Below are entries. Copy exactly the lines running from the line that holds "This PR adds" to the line that holds "a value between", with both ends included.

Dataset entries:
'''

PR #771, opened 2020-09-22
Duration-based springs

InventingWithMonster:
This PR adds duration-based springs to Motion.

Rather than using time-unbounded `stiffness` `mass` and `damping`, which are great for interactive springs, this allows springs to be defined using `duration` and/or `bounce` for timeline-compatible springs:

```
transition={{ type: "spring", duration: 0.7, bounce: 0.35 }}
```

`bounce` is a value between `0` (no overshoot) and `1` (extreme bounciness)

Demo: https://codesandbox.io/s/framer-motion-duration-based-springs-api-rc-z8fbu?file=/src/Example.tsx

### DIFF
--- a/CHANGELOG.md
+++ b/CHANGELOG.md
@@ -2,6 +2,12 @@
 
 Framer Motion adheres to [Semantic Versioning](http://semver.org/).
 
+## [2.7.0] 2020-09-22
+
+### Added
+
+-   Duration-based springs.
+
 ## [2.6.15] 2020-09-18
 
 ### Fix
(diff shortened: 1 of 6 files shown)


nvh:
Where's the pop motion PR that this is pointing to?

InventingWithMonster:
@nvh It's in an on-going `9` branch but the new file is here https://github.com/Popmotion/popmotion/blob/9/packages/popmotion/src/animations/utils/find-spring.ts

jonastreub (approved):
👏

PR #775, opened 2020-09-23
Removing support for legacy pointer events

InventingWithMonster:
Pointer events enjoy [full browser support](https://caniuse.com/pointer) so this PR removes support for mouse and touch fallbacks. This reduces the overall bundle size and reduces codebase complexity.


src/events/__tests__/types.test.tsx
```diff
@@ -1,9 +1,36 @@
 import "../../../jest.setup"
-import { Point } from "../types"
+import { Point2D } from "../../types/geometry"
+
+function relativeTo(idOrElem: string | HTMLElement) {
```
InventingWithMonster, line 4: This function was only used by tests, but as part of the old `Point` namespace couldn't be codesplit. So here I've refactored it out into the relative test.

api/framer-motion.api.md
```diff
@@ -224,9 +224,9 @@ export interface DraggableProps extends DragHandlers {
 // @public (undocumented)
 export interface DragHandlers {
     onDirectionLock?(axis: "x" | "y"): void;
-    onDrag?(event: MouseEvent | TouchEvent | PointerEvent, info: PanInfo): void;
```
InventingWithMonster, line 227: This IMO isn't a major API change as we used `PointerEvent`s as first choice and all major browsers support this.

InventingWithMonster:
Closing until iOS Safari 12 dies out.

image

'''

- Response to the exercise -
This PR adds duration-based springs to Motion.

Rather than using time-unbounded `stiffness` `mass` and `damping`, which are great for interactive springs, this allows springs to be defined using `duration` and/or `bounce` for timeline-compatible springs:

```
transition={{ type: "spring", duration: 0.7, bounce: 0.35 }}
```

`bounce` is a value between `0` (no overshoot) and `1` (extreme bounciness)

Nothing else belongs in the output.